Dataset entries
========================
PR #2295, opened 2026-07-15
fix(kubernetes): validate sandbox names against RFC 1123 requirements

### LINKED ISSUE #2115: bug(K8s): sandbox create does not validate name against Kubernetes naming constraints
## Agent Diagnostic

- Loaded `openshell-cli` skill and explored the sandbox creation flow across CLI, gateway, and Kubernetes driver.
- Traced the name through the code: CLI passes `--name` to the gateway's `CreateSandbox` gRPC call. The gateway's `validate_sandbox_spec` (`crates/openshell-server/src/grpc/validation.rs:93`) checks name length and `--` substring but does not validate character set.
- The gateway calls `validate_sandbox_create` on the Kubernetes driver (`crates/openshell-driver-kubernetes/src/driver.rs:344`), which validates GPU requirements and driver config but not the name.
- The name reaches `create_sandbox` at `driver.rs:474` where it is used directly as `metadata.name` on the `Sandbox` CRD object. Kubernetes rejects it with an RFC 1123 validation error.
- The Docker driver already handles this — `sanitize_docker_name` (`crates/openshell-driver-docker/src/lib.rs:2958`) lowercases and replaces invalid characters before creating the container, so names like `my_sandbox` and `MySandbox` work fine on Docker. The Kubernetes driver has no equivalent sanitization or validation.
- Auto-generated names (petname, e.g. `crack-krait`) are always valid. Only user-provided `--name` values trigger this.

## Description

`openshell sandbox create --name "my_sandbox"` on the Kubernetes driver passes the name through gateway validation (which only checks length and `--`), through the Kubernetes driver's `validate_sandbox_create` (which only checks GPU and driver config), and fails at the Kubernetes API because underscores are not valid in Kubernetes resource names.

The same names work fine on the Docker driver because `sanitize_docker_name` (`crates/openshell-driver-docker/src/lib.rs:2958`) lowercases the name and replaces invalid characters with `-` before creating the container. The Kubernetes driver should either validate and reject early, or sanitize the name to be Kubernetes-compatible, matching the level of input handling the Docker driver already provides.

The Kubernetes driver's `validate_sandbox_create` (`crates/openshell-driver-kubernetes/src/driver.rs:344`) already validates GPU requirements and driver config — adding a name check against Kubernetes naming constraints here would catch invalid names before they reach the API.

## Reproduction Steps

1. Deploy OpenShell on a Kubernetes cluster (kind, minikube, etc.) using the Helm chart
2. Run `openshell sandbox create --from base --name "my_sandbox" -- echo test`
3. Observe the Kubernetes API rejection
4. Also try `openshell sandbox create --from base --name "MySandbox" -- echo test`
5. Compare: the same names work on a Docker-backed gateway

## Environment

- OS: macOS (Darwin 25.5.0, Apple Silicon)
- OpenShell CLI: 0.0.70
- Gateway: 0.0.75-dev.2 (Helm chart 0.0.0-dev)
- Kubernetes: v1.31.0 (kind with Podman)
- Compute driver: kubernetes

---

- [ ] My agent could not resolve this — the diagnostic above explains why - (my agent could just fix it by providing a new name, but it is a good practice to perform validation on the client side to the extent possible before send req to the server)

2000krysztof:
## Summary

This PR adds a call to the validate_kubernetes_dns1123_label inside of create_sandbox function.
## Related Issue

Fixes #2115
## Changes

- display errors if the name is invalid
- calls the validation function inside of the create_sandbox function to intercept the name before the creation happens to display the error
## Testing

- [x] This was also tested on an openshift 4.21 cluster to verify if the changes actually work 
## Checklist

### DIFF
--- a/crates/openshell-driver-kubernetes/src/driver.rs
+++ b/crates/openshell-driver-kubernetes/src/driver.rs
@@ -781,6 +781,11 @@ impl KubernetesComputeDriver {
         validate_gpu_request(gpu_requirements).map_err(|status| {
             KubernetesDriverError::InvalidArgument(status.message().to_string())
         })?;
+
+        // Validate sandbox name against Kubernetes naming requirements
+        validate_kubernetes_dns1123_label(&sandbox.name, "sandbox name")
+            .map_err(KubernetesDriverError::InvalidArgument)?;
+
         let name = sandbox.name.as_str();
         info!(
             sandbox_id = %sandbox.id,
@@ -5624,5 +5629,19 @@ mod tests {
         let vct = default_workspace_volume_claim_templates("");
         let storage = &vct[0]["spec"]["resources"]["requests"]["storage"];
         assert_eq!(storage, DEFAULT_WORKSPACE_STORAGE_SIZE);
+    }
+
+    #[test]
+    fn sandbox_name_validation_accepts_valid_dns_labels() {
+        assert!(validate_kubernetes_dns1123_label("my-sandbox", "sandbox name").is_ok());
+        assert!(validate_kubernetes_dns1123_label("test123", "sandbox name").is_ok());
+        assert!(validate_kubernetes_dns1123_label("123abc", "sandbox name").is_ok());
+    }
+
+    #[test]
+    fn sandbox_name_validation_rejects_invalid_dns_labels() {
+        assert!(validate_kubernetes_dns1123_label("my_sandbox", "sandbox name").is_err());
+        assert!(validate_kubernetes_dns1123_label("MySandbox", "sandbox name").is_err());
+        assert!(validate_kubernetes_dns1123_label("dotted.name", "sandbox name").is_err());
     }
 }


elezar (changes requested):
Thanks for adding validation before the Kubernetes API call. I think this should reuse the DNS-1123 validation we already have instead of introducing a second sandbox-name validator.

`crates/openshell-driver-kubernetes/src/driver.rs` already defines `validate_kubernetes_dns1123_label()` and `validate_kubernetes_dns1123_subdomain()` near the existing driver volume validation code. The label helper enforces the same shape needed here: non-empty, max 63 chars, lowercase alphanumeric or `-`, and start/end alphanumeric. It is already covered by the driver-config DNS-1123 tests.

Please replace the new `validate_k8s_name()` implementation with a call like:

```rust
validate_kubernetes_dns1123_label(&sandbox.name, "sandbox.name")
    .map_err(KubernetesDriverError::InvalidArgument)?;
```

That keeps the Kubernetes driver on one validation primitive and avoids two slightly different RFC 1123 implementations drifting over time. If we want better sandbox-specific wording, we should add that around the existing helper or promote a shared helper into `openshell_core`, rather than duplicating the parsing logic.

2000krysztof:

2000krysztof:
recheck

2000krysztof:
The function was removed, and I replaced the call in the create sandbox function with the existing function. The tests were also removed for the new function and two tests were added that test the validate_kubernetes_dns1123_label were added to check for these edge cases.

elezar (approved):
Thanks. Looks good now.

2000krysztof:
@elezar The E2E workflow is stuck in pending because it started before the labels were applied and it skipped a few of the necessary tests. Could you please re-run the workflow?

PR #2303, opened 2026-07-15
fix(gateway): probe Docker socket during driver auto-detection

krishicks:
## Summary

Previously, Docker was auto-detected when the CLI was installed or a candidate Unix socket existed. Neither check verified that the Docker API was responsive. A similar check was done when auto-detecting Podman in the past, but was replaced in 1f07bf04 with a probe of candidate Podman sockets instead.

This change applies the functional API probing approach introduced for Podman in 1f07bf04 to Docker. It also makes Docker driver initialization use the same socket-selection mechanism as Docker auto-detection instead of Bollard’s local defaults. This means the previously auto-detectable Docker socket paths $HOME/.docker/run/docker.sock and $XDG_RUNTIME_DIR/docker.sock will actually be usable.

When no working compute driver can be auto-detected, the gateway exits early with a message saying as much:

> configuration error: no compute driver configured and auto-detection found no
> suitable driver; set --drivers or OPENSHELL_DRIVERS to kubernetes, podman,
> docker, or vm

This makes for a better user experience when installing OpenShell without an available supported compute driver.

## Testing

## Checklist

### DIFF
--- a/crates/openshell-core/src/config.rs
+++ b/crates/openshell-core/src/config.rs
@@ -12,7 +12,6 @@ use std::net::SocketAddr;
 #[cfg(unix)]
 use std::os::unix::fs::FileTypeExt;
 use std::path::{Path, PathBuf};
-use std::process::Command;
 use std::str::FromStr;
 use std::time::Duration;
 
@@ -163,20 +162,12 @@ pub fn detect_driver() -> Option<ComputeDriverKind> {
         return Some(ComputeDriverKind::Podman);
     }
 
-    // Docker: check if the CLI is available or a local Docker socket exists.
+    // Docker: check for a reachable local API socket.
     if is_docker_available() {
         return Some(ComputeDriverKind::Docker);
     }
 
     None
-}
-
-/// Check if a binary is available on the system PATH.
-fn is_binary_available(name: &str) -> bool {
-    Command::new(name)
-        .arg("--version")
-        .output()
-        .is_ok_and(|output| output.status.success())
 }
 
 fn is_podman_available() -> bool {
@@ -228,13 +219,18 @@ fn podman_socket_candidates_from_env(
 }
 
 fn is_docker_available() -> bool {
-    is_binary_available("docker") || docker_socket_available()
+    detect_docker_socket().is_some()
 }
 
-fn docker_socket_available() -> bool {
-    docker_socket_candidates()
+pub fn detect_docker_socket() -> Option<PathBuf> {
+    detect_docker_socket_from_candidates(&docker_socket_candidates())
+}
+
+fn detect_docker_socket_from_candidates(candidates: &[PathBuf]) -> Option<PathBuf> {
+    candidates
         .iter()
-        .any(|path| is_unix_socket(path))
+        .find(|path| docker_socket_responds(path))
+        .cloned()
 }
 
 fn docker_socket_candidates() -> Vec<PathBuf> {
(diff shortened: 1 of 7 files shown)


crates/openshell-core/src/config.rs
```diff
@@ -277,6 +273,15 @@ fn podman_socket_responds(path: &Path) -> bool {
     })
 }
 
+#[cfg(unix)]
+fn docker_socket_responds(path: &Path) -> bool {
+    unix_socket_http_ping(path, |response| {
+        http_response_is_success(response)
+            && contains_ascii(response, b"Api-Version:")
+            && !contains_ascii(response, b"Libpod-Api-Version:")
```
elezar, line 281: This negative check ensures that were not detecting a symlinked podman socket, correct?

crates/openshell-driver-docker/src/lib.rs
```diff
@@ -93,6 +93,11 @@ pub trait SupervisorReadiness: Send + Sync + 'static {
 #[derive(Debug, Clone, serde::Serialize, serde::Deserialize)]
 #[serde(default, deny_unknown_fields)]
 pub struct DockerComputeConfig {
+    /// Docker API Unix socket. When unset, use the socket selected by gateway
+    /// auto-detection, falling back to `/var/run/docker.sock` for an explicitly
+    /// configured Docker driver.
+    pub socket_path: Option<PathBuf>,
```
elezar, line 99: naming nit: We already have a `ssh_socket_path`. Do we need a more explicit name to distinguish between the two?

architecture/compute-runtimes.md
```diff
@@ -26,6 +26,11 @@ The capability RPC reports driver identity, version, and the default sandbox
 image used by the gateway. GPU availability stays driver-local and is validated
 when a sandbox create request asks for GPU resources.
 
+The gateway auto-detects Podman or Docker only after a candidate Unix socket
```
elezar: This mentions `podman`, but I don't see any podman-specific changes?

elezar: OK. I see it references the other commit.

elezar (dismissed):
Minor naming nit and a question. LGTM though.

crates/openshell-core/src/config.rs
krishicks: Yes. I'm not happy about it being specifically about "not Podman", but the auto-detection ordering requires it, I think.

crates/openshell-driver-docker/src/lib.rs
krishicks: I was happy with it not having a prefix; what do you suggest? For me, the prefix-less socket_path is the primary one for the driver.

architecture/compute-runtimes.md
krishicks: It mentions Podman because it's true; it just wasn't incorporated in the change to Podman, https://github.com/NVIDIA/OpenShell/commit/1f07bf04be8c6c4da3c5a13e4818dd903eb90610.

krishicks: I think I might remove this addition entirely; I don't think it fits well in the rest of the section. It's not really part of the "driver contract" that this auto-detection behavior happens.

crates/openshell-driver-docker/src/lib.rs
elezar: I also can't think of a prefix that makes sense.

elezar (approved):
========================
_Task:_
Each line in the entries above that includes the word "used" counts once; state the total and nothing else.

_The completed task:_
2